Relocation expense tracking system operational

Agencies unable to afford a system for tracking relocation expenses can contract with a government business center.

A system for tracking agencies' relocation expenses is up and running at a government business center.

The Administrative Resource Center at the Treasury Department's Bureau of the Public Debt operates a Web-based system that automates expense management processes. The center provides relocation services to 19 agencies.

"Our goal is to provide a one-stop relocation service for smaller federal agencies and their employees," said Roger Burris, a relocation specialist at the center in Parkersburg, W.Va. "You can extract the [relocation information] any way you want or the way [the Office of Management and Budget] wants it to be extracted."

Currently, the center processes about 500 relocations each year, but Burris expects that number to increase. "We have nowhere to go but up," Burris said. "Our growth potential is very good."

The applications' creator, a Fairfax, Va.-based software company called mLINQS, expects to release an updated version in March that will include the ability to process international relocations. The bureau's resource center expects to implement the updated software this summer.
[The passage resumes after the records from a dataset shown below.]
PR #432, opened 2022-09-05
Expand Trin Metrics and Grafana Dashboard

mrferris:
### What was wrong?

Trin's metrics dashboard only included incoming packet counts.

### How was it fixed?

- Adds metrics & graphs for outgoing packet counts.
- Adds metrics & graphs for total storage usage, storage usage for network data, and storage capacity.
- Standardizes setup documentation to use docker and a provided Prometheus config file instead of "BYO package managers and configurations".
- Adds `create-dashboard` subcommand of `trin-cli`. This generates the prometheus & json-rpc datasources within grafana, interpolates the trin dashboard config template with the datasource UIDs, creates the dashboard, and outputs the URL to view it.
- Adds "Routing Table Health" and "Storage Usage" current-view gauges to top of dashboard.
- Removes State panels from Grafana dashboard.

### Next Steps

- Have all trin developers deploy the metrics dashboard (only 3 commands!) and gather feedback on useful metrics to add.
- The next PR that updates metrics should include a `delete-dashboard` command implementation to delete the old before calling `create-dashboard` to get the new. 
- Create & deploy a version of the dashboard to testnet's Grafana instance that shows metrics for all testnet nodes with a selector at the top to toggle which testnet node, inspired by (and maybe integrated with) the Node Exporter dashboard that is [currently deployed on Grafana](https://trin-bench.ethdevops.io/d/rYdddlPWk/node-exporter-full).

### To-Do

- [x] Clean up metrics setup docs
- [x] Add outgoing packet metrics
- [x] Add routing table metrics via JSON-RPC over HTTP (instead of prometheus as originally done)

Burris said the center's focus is on smaller agencies with limited budgets that cannot afford the overhead of operating a relocation program. Through a contract with the business center, agencies pay a fee per relocation. The center's clients relocate anywhere from a few workers to more than 400 workers a year.

The government moves about 22,000 workers a year, and about 80 percent of the relocations are completed by just 10 percent of the agencies, according to Office of Management and Budget data.
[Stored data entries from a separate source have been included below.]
PR #433, opened 2022-09-06
Resend lost uTP packets on timeout

### LINKED ISSUE #416: Resend lost uTP packets on timeout
We should add a mechanism to resend lost packets in the core uTP protocol caused by a timeout.

ogenev:
### What was wrong?
Closes #416 

A feature to resend lost uTP packets caused by a timeout was missing.

### How was it fixed?

If we don't receive acknowledgment for the sent uTP packet from remote, we mark the packet as lost and try to resend it.

### To-Do

- [x] Clean up commit history


njgheorghita (approved):
:ship:

PR #434, opened 2022-09-08
uTP: Do not return error when handling RESET packet

### LINKED ISSUE #414: Unable to receive uTP RESET packet
It seems like the longer I run the bridge node, the more of these messages I get:

```
trin_core::utp::stream: Unable to receive uTP RESET packet: Connection reset by remote peer
```

I haven't investigated it yet, just making a note to check it out.

ogenev:
### What was wrong?
Closes #414 

A bug caused a misleading error message when handling uTP RESET packet.

### How was it fixed?
Return `Ok(None)` instead of `Err(..)` when handling the RESET packet.

### To-Do

- [x] Clean up commit history

### DIFF
--- a/newsfragments/414.fixed.md
+++ b/newsfragments/414.fixed.md
@@ -1,0 +1,1 @@
+uTP: Do not log error when handling RESET packet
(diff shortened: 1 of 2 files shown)


njgheorghita (approved):
🚢

mrferris (approved):
👍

The application automates federal rules on relocations and adheres to Federal Enterprise Architecture and eTravel Service standards. Per diem and standard mileage rates are automatically updated, as well as federal and state tax rates based on locations and travel dates.

Agencies are under pressure from OMB and lawmakers to gather employee relocation costs. A mandated biennial report compiled by the General Services Administration from agencies' relocation data contained information that was described as worthless by critics because the data was flawed and inaccurate.

To find out how much agencies spend moving workers, a Federal Travel Regulation rule proposal would require federal agencies to acquire a relocation management program by Sept. 30, 2005.

An advisory board made up of government and private industry representatives is preparing to recommend core changes to the Federal Travel Regulation's relocation rules. The board's next meeting is March 23.